La solución era un ejército y sus
armas,
la destrucción de las escuelas, el crimen
organizado.
Tal vez hubo fronteras en su tiempo
que fueron arrasadas, mordidas,
liberadas por los dioses, libradas como guerras;
por los últimos valles penetraron
entonces los héroes menos indicados,
salvajes que no tenían sueños que
perder.
Cuando llegó el final la espera había
sucedido ahorcándose en un momento
parecido a un instante de felicidad.
El final fue poderoso.
No eran los pájaros.
Fue una mañana con cara de ángel.
El día funcionaba a pleno rendimiento levantando aullidos de admiración
entre los menesterosos.

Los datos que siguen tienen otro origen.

Issue #9639, opened 2021-11-09
[Story] Support string UDFs via Numba 


brandon-b-miller:
**Is your feature request related to a problem? Please describe.**
Currently we can't use string columns inside UDFs. This is for a number of reasons. Firstly, there is limited support for strings in general in Numba, which forms the basis of our UDF framework. Secondly even if strings were supported in numba, we would still need to extend numba for it to be able to properly generate kernels that work as we expect on the buffers containing our string data. Lastly, there are special memory considerations on the GPU that complicate the situation further.

**Describe the solution you'd like**
Recently @davidwendt has experimented with a c++ class which solves many of the nuances around handling single strings that live on the device inside UDFs. @gmarkall subsequently wrote a proof of concept showing how simple string functions such as `len` can be overloaded using numba to map to the methods contained in that c++ class and baked into a kernel. We would like to plumb this machinery through cuDF. This roughly consists of the following steps:

1. Make it so that when cuDF is built, the c++ string class and its methods are precompiled and made available as a blob of PTX or similar that we can link to when building a kernel in python.
2. Create the pipeline in python that writes, links, compiles and executes the correct kernels that can leverage the aformentioned PTX blobs at runtime.
3. Create numba typing and lowering that overloads calls to common string functions in python and maps them to the corresponding methods of the c++ class. Ideally we'd do all of them although some may be more complex than others due to memory considerations. Thats 43 functions:
- `capitalize`
- `casefold`
- `center`
- `count`
- `encode`
- `endswith`
- `expandtabs`
- `find`
- `format`
- `format_map`
- `index`
- `isalnum`
- `isalpha`
- `isascii`
- `isdecimal`
- `isdigit`
- `islower`
- `isprintable`
- `isspace`
- `istitle`
- `isupper`
- `join`
- `ljust`
- `lower`
- `lstrip`
- `maketrans`
- `removeprefix`
- `removesuffix`
- `replace`
- `rfind`
- `rindex`
- `rjust`
- `rpartition`
- `rsplit`
- `rstrip`
- `split`
- `splitlines`
- `startswith`
- `swapcase`
- `title`
- `translate`
- `upper`
- `zfill`

Concretely, when we encounter a UDF that is written like this for example:

```python
def f(row):
    return len(row['str_field'])
```

Our code should
- Detect a declaration of `len` that we will write which expects a `MaskedType(string)` and returns a `MaskedType(int64)`
[...]

PR #12091, opened 2022-11-08
Support `strip`, `lstrip`, and `rstrip` in `strings_udf`

brandon-b-miller:
This PR adds support for the following three functions in `strings_udf`:

- `str.strip(other)`
- `str.lstrip(other)`
- `str.rstrip(other)`


python/strings_udf/cpp/src/strings/udf/shim.cu
```diff
@@ -227,3 +228,45 @@ extern "C" __device__ int udf_string_from_string_view(int* nb_retbal,
 
   return 0;
 }
+
+extern "C" __device__ int strip(int* nb_retval,
```
vyasr, line 232: In the interest of expediency I'm fine merging this as is, but in the long run I suggest that we use some templating or macros to reduce the boilerplate in this file. There are a lot of functions with nearly identical signatures.

vyasr: To be clear, I recognize that the functions that numba is going to call need to use the C ABI, but we can still generate them with a macro or have them internally call a templated function. Not necessary to do in this PR though.

python/strings_udf/strings_udf/_typing.py
```diff
@@ -229,6 +229,7 @@ def resolve_count(self, mod):
     "isnumeric",
     "istitle",
 ]
+string_binary_funcs = ["strip", "lstrip", "rstrip"]
```
vyasr, line 232: This name is somewhat misleading. There are other string binary functions that we already have implemented, including operators and things like `find` and `contains`. Is this list meant to contain binary string functions that also return a string, or is it even more specific than that?

python/strings_udf/strings_udf/lowering.py
```diff
@@ -162,17 +171,40 @@ def deco(cuda_func):
...
+                    cuda_func,
+                    nb_signature(retty, _STR_VIEW_PTR, _STR_VIEW_PTR),
+                    (lhs_ptr, rhs_ptr),
+                )
+                return result
+            else:
+                # binary function of two strings yielding a new string
+                # example: str.strip(other) -> str
+                # shim functions can not return a struct due to C linkage
+                # so we operate on an extra void ptr and throw away nb_retval
```
vyasr, line 193: Don't reference variables that don't exist here, it's hard to understand.
```suggestion
                # shim functions can not return a struct due to C linkage
                # so we create a new udf_string and pass a pointer to it
                # for the shim function to write the output to. The return
                # value of compile_internal is therefore discarded (although
                # this may change in the future if we need to return error
                # codes, for instance).
```

vyasr (approved):
Some minor suggestions for improvement. Feel free to merge once you've addressed, I don't need to look again unless something new comes up (in which case feel free to re-request).

vyasr:
Are tests failing because there's somewhere extra that needs to have the new method attributes added?
```
E                   numba.core.errors.TypingError: Failed in cuda mode pipeline (step: nopython frontend)
E                   #x1B[1m#x1B[1mUnknown attribute 'strip' of type Masked(Poison<#x1B[91m
E                   strings_udf library required for usage of string dtypes inside user defined functions.
E                   #x1B[0m>)
E                   #x1B[1m
E                   File "tests/test_udf_masked_ops.py", line 882:#x1B[0m
E                   #x1B[1m    def func(row):
E                   #x1B[1m        return row["str_col"].strip(strip_char)
E                   #x1B[0m        #x1B[1m^#x1B[0m#x1B[0m
E                   #x1B[0m
```

brandon-b-miller:
> Are tests failing because there's somewhere extra that needs to have the new method attributes added?
I think this is just because those tests need to be marked `@string_udf_test`.

python/strings_udf/cpp/src/strings/udf/shim.cu
brandon-b-miller: Going to resolve this conversation for now but experiment with this a bit for next release 👍

python/strings_udf/strings_udf/_typing.py
brandon-b-miller: Renaming this to `string_return_attrs`

brandon-b-miller:
@davidwendt I'm getting one failing test locally for the following string using:

```python
>>> import cudf
>>> sr = cudf.Series(['.123a'])
>>> def f(st):
...     return st.lstrip('a')
... 
>>> sr.apply(f)
0    .123
dtype: object
```
It looks like this `rstrip`'ed the string rather than `lstrip`'ed it. Interestingly the reverse is also a fail case:
```python
>>> import cudf
>>> sr = cudf.Series(['.123a'])
>>> def f(st):
...     return st.rstrip('.')
... 
>>> sr.apply(f)
0    123a
dtype: object
>>> 
```
Here it looks like this was `lstrip`'ed instead of `rstrip`'ed.

davidwendt:
> Here it looks like this was `lstrip`'ed instead of `rstrip`'ed.

I'm not seeing this error in my unit tests
```
  auto input = cudf::string_view(".123a",5);
  auto achr = cudf::string_view("a",1);
  auto dot = cudf::string_view(".",1);

  d_str = cudf::strings::udf::strip( input, achr, cudf::strings::side_type::LEFT );
  printf("lstrip(.123a,a)=[%s]\n", d_str.data());
  d_str = cudf::strings::udf::strip( input, dot, cudf::strings::side_type::LEFT );
  printf("lstrip(.123a,.)=[%s]\n", d_str.data());
  d_str = cudf::strings::udf::strip( input, achr, cudf::strings::side_type::RIGHT );
  printf("rstrip(.123a,a)=[%s]\n", d_str.data());
  d_str = cudf::strings::udf::strip( input, dot, cudf::strings::side_type::RIGHT );
  printf("rstrip(.123a,.)=[%s]\n", d_str.data());
```

```
lstrip(.123a,a)=[.123a]
lstrip(.123a,.)=[123a]
rstrip(.123a,a)=[.123]
rstrip(.123a,.)=[.123a]
```

brandon-b-miller:
@davidwendt you're completely right, with https://github.com/rapidsai/cudf/pull/12091/commits/02167d390e930c188ab84ee87139d745563bf2b1 the tests pass.

brandon-b-miller:
@gpucibot merge

PR #12094, opened 2022-11-08
Allow setting malloc heap size in string udfs

brandon-b-miller:
Adds a mechanism for setting the default cuda malloc heap size for string UDFs, with 2gb default.


python/strings_udf/strings_udf/__init__.py
```diff
@@ -87,6 +88,26 @@ def _get_ptx_file():
         return regular_result[1]
 
 
+default_heap_size = int(2e6)
```
davidwendt, line 91: I feel like this needs a big comment on why this is default. This number seems a bit high considering 10M rows of 100 bytes each would only be 1GB. I suppose it  makes sense since it is the largest strings column in bytes possible.

Would it be too strange to make this configurable through an environment variable perhaps?
At least for this release until we can come up with a good metric for setting it.

python/strings_udf/strings_udf/__init__.py
```diff
@@ -87,6 +88,26 @@ def _get_ptx_file():
...
+    """
+    Heap size control for strings_udf, size in bytes.
+    """
+    global heap_size
+    if size == heap_size:
+        return
+    else:
+        (ret,) = cudart.cudaDeviceSetLimit(cudart.cudaLimit(2), size)
+        if ret.value != 0:
+            breakpoint()
```
mroeschke, line 105: Guessing this if a leftover breakpoint

python/strings_udf/strings_udf/__init__.py
brandon-b-miller: I introduced an environment variable to control this. I'm still open to discussion here as to what to set the value as. Indeed I did base it on the size of a strings column.

python/strings_udf/strings_udf/__init__.py
```diff
@@ -87,6 +88,29 @@ def _get_ptx_file():
...
 
+# Maximum size of a string column is 2gb
+STRINGS_UDF_DEFAULT_HEAP_SIZE = int(2e9)
+STRINGS_UDF_HEAP_SIZE = os.environ.get(
+    "STRINGS_UDF_HEAP_SIZE", STRINGS_UDF_DEFAULT_HEAP_SIZE
+)
+heap_size = 0
+
+
+def set_malloc_heap_size(size=STRINGS_UDF_DEFAULT_HEAP_SIZE):
```
davidwendt, line 99: Does this use the environment variable setting?

brandon-b-miller: nice catch! Maybe this is a sign I have too many distinct variables here. Maybe there's a better way of doing this?

davidwendt (approved):

python/strings_udf/strings_udf/__init__.py
```diff
@@ -87,6 +88,29 @@ def _get_ptx_file():
         return regular_result[1]
 
 
+# Maximum size of a string column is 2gb
+STRINGS_UDF_DEFAULT_HEAP_SIZE = int(2e9)
```
bdice, line 92: This doesn't match the maximum `size_type`. It is slightly short. Let's avoid problems arising from that.
```suggestion
STRINGS_UDF_DEFAULT_HEAP_SIZE = int(2 * 1024**3)
```

python/strings_udf/strings_udf/__init__.py
```diff
@@ -87,6 +88,29 @@ def _get_ptx_file():
...
+
+
+def set_malloc_heap_size(size=STRINGS_UDF_HEAP_SIZE):
+    """
+    Heap size control for strings_udf, size in bytes.
+    """
+    global heap_size
+    if size == heap_size:
+        return
+    else:
```
bdice, line 106: Simplify.
```suggestion
    if size != heap_size:
```

python/strings_udf/strings_udf/__init__.py
```diff
@@ -87,6 +88,29 @@ def _get_ptx_file():
...
+        (ret,) = cudart.cudaDeviceSetLimit(cudart.cudaLimit(2), size)
```
bdice, line 107: I think this is what you need. Access the enum value by name, rather than explicitly referring to its integer equivalent.
```suggestion
        (ret,) = cudart.cudaDeviceSetLimit(cudart.cudaLimit.cudaLimitMallocHeapSize, size)
```

bdice (changes requested):

python/strings_udf/strings_udf/__init__.py
bdice: Or better yet:
```suggestion
STRINGS_UDF_DEFAULT_HEAP_SIZE = 2**31
```

python/strings_udf/strings_udf/__init__.py
```diff
@@ -87,6 +88,29 @@ def _get_ptx_file():
         return regular_result[1]
 
 
+# Maximum size of a string column is 2gb
+STRINGS_UDF_DEFAULT_HEAP_SIZE = 2**31
```
bdice, line 92: Should these names be module-scope public or private?

python/strings_udf/strings_udf/__init__.py
```diff
@@ -87,6 +88,29 @@ def _get_ptx_file():
...
+STRINGS_UDF_HEAP_SIZE = os.environ.get(
+    "STRINGS_UDF_HEAP_SIZE", STRINGS_UDF_DEFAULT_HEAP_SIZE
+)
+heap_size = 0
+
+
+def set_malloc_heap_size(size=STRINGS_UDF_HEAP_SIZE):
```
bdice, line 99: Why should this have a default, rather than reading the env var when it is lazily allocated?

I’m not convinced `STRINGS_UDF_HEAP_SIZE` needs to be defined.

python/cudf/cudf/core/udf/__init__.py
```diff
@@ -47,7 +47,14 @@
         utils.JIT_SUPPORTED_TYPES |= STRING_TYPES
         _supported_masked_types |= {string_view, udf_string}
 
-        utils.launch_arg_getters[cudf_str_dtype] = column_to_string_view_array
+        def column_to_string_view_array_init_heap(col):
+            # lazily allocate heap only when a string needs to be returned
```
bdice, line 51: The structure of this code makes it look like idempotency is its main goal, not laziness.

`strings_udf.set_malloc_heap_size()` should only ever be called once, I think?

Maybe this function or module in cudf (and not strings_udf) should own the “is it allocated already?” logic via a cache or global of some kind, and then the strings_udf logic doesn’t need to read env vars for the allocation size, etc.

python/strings_udf/strings_udf/__init__.py
```diff
@@ -87,6 +88,29 @@ def _get_ptx_file():
         return regular_result[1]
 
 
+# Maximum size of a string column is 2gb
+STRINGS_UDF_DEFAULT_HEAP_SIZE = 2**31
+STRINGS_UDF_HEAP_SIZE = os.environ.get(
+    "STRINGS_UDF_HEAP_SIZE", STRINGS_UDF_DEFAULT_HEAP_SIZE
+)
+heap_size = 0
```
vyasr, line 96: I would prefix these with underscores unless you want them to be visible. I could see arguments for either of the first two being visible, but they will also be settable so it's safer to hide them and provide getters if needed later.

python/strings_udf/strings_udf/__init__.py
vyasr, line 99: This default parameter feels sort of weird. If (for whatever reason) you go in later and say `STRINGS_UDF_HEAP_SIZE = some_random_number` it won't change the default parameter for this function, which is encoded at definition time. Is that what you intend/do we care?

brandon-b-miller: The pool is _very_ small if unset - something like 8mb I believe. Perhaps it'd be better if it said something like `_STRINGS_UDF_INITIAL_HEAP_SIZE`?

python/strings_udf/strings_udf/__init__.py
vyasr: Very similar to @bdice's query above.

vyasr:
I realized halfway through my review that my screen hadn't refreshed to include @bdice's latest comments, which largely overlapped with mine. I'll resolve my comments for now so that we just focus on his, I can post again if I have questions about the resolution.

python/cudf/cudf/core/udf/__init__.py
davidwendt: This is not an allocation. There is currently a malloc-heap-size by default (set to about 8MB on the GPUs I've tested on). This updates the heap size to a new value so "already allocated" is not the goal.

vyasr: Is `set_malloc_heap_size` intended to be a public API that can be called by a user, or is it an internal function? It's not entirely clear what the public API is here because this file doesn't define an `__all__`. If the function is just for internal use, why does it need to be called every time someone accesses a string column rather than just calling `cudaDeviceSetLimit` once when the package is imported (or after we can guarantee that the CUDA context/etc is initialized if that is the requirement that we're currently addressing by doing this "lazily")?

python/strings_udf/strings_udf/__init__.py
vyasr: I think @bdice is just asking why there's a default function parameter at all if this is set by an environment variable. This sort of relates to the other question about why we call this lazily rather than at initialization. If it needs to be done lazily for a good reason, then perhaps a better alternative would be to have the default `size=None` and read the environment variable inside the function if `size==None` instead of storing it in a module-scope function. That shouldn't lead to repeated reads since after the first invocation with the current state of the code `heap_size` will always be equal to `size` so it won't go into the conditional.

davidwendt: The lazy initialization is kind of a placeholder in case we have an algorithm that can help guess the size based on the input size for example. I cannot speak to the env var access since I'm not familiar with the scoping here as it relates to udf kernel launches. Ideally if it could be set before each kernel launch? Though I understand the env var may not have changed.

python/cudf/cudf/core/udf/__init__.py
brandon-b-miller: I think what we want to happen is:
- The first time a user runs a string_udf, set the heap size to either default or what is retrieved from their environment. 
- The next time a user runs a string_udf, do not set the heap size.
- Reset the heap the next time the user runs a string_udf iff the user sets the value of `STRING_UDF_HEAP_SIZE` to something else during the session.
Does this seems reasonable?

davidwendt: Seems we have 2 comment chains asking about the same thing.
https://github.com/rapidsai/cudf/pull/12094#discussion_r1024471017

python/strings_udf/strings_udf/__init__.py
brandon-b-miller: +1 on what @davidwendt mentioned about initialization. For the logic discussion, what do you think of the changes in https://github.com/rapidsai/cudf/pull/12094/commits/af7cd9f85b2afa0a6b92f53e4abffbb538c9d02f ?

python/cudf/cudf/core/udf/__init__.py
bdice: > - The first time a user runs a string_udf, set the heap size to either default or what is retrieved from their environment. 

Yes.

> - The next time a user runs a string_udf, do not set the heap size. Or at least early return.

The "set" function should not be called. Avoid designs that try to set but exit early.

> - Reset the heap the next time the user runs a string_udf iff the user sets the value of `STRING_UDF_HEAP_SIZE` to something else during the session.

No. The `STRING_UDF_HEAP_SIZE` should not be modifiable (I argued separately that that variable should not exist at all). If the user needs to be able to set a specific size, then the "set" function should be public and the user should be able to call it explicitly with immediate effect (not waiting until the next UDF execution, because memory demands can change in the meantime).

python/strings_udf/strings_udf/__init__.py
```diff
@@ -87,6 +88,31 @@ def _get_ptx_file():
...
+_STRINGS_UDF_DEFAULT_HEAP_SIZE = 2**31
+heap_size = 0
+
+
+def set_malloc_heap_size(size=None):
+    """
+    Heap size control for strings_udf, size in bytes.
+    """
+    global heap_size
+    if size == None:
```
bdice, line 101:
```suggestion
    if size is None:
```

python/strings_udf/strings_udf/__init__.py
```diff
@@ -87,6 +88,31 @@ def _get_ptx_file():
...
+        size = os.environ.get(
```
bdice, line 102: Generally environment variables take effect at load time. I don't think we should allow/encourage the user to modify the environment of the process while it is running in order to change this.

I think you want to define it on import:
```python
_STRINGS_UDF_DEFAULT_HEAP_SIZE = os.environ.get("STRINGS_UDF_HEAP_SIZE", 2**31)
```

python/cudf/cudf/core/udf/__init__.py
brandon-b-miller: With the changes in https://github.com/rapidsai/cudf/commit/af7cd9f85b2afa0a6b92f53e4abffbb538c9d02f I still have `heap_size` available as a module level attribute of `strings_udf`, what do you think about checking if `heap_size == 0` within the getter to determine if the function need be called or not?

bdice: I would use a cached function for this. Following ideas from https://mail.python.org/archives/list/python-ideas@python.org/thread/5OR3LJO7LOL6SC4OOGKFIVNNH4KADBPG/

```python
from functools import lru_cache

# Only executes the body of the function on the first call
once = lru_cache(maxsize=None)

@once
def set_initial_malloc_heap_size():
    strings_udf.set_malloc_heap_size()

def column_to_string_view_array_init_heap(col):
    set_initial_malloc_heap_size()
    return column_to_string_view_array(col)
```

brandon-b-miller: thanks this worked perfectly!

brandon-b-miller:
rerun tests

python/cudf/cudf/core/udf/__init__.py
```diff
@@ -21,6 +23,13 @@
 )
 _STRING_UDFS_ENABLED = False
 cudf_str_dtype = dtype(str)
+
+
+@lru_cache(maxsize=None)
+def set_initial_malloc_heap_size():
```
bdice, line 29: Why is this defined twice? Delete this in favor of line 60?

bdice (approved):
Looks like a function is defined twice. Otherwise LGTM.

brandon-b-miller:
@gpucibot merge

PR #12036, opened 2022-11-01
Force black exclusions for pre-commit.

bdice:
## Description
This PR fixes an issue where `black` would not respect the exclusions in `pyproject.toml` when run via `pre-commit`. When executing the hook, `pre-commit` explicitly lists all changed files and provides them as positional arguments to `black`. When `black` receives explicit filenames, it does not respect the `exclude` settings but _does_ respect the `force-exclude` settings added in `black 20.8b1`. See issue: https://github.com/psf/black/issues/438 and PR: https://github.com/psf/black/pull/1032.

La policía
confirmaba su dedo en el gatillo.
Planeó durante un épico segundo,
flameó su carne como una bandera
orgullosa de color azul,
se contoneó como una musa ante su gloria.
Pues ella fue el milagro
y su vientre danzaba tras la lluvia,
su rostro adquiría de pronto el
contorno expresivo del pecado.
No esperaban la dolorosa belleza
que fascina a los monstruos de sanas
intenciones, sino el aspaviento,
el castigo divino, la hoguera sin
estilo. Así fue que rezaron
su credo hipotecario.
Ella intervino, aconsejó,
y volaba igual que una sola mariposa
batiendo su armadura.
Y caminaba lentamente hacia su trono
con una sonrisa en cada lágrima.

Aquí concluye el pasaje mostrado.